▶ TASK PROMPT
The entries below must be repeated exactly. None may be skipped.

▶ DATA
Issue #373, opened 2024-01-30
Create release guidelines


deviantintegral:
While we have a bunch of automated tests, we don't have current documentation for "things to test before rolling a release". There are some features that still need manual testing.

Let's create a document detailing how to roll a new Drainpipe release, including testing guidelines.

deviantintegral:
See also #188 .

rabbitlair:
The release guidelines will contain the following checks:
1. Drainpipe new version can be installed to a new Drupal project
2. Drainpipe new version can be updated from the current version in a Drupal project already using Drainpipe
3. All static and functional tests run properly
4. Deploys to Pantheon work (using Lullabot sandbox)
5. Deploys to Acquia work (using Lullabot sandbox)
6. Tugboat integration works

I will be automating as much checks as possible, and the base for testing will be the [Drainpipe Test](https://github.com/Lullabot/drainpipe-test) repository

See: https://github.com/Lullabot/drainpipe-test/issues/18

▶ REPLY TO THE EXERCISE
Issue #373, opened 2024-01-30
Create release guidelines


deviantintegral:
While we have a bunch of automated tests, we don't have current documentation for "things to test before rolling a release". There are some features that still need manual testing.

Let's create a document detailing how to roll a new Drainpipe release, including testing guidelines.

deviantintegral:
See also #188 .

rabbitlair:
The release guidelines will contain the following checks:
1. Drainpipe new version can be installed to a new Drupal project
2. Drainpipe new version can be updated from the current version in a Drupal project already using Drainpipe
3. All static and functional tests run properly
4. Deploys to Pantheon work (using Lullabot sandbox)
5. Deploys to Acquia work (using Lullabot sandbox)
6. Tugboat integration works

I will be automating as much checks as possible, and the base for testing will be the [Drainpipe Test](https://github.com/Lullabot/drainpipe-test) repository

See: https://github.com/Lullabot/drainpipe-test/issues/18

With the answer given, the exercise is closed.